Let Σ be a σ-algebra over a set X. A function μ from Σ to the extended real number line is called a MEASURE if it satisfies the following properties:
(1) μ(e_i) >= 0 for e_i in Σ
(2) μ(e_i ∪ e_j) = μ(e_i) + μ( e_j) for pairwise disjoint e_i, e_j in Σ
If Shannon entropy H is a measure, then it must fulfil the conditions of measure theory above.

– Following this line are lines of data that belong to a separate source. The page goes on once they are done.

PR #334, opened 2019-08-14
Bump rubocop ruby parser version to 2.3

adamruzicka:


test/support/middleware_example.rb
```diff
@@ -99,7 +100,7 @@ def run
       end
 
       def filter_sensitive_data
-        output[:spell] = '***'
+        output[:spell] = '***'.dup
```
ezr-ondrej: Should I want to know why? xD

ezr-ondrej:
The dups are going to be necessary all around in Ruby 3.0? That's bit sad :thinking:

test/support/middleware_example.rb
adamruzicka: We do some modifications of these strings using `<<`. By adding the magic comment (`# frozen_string_literal: true`) all string literals become frozen by default and exceptions are raised when we try to modify them. `dup`ing a frozen string creates an un-frozen copy of it, which can be modified.

ezr-ondrej:
And are we sure we `dup`ed enough? :rofl:

ezr-ondrej:
I mean are we confident the test discovered all the frozen strings, that shouldn't have been frozen?

adamruzicka:
Pretty sure, as far as I'm aware we don't use, let alone modify strings much.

H is a function of a probability distribution to a real number.
Assume for simplicity that the probability distribution is represented by
e_i = (p_i1, .. , p_im), where p_i1+ .. + p_im = 1
e_j = (p_j1, .. , p_jn), where p_j1+ .. + p_jn = 1
H(e_i) = sum_k=1^m p_ik log 1/p_ik
H(e_j) = sum_k=1^n p_jk log 1/p_jk
1. But what is: e_i ∪ e_j
2. I cannot see that H(e_i ∪ e_j) = H(e_i) + H(e_j)
Please provide me a prove, or show me a book that proves that H is a measure.
It is frequently claimed in papers and books that H is a measure, but I newer saw a proof or a reference to a proof that H is indeed a measure.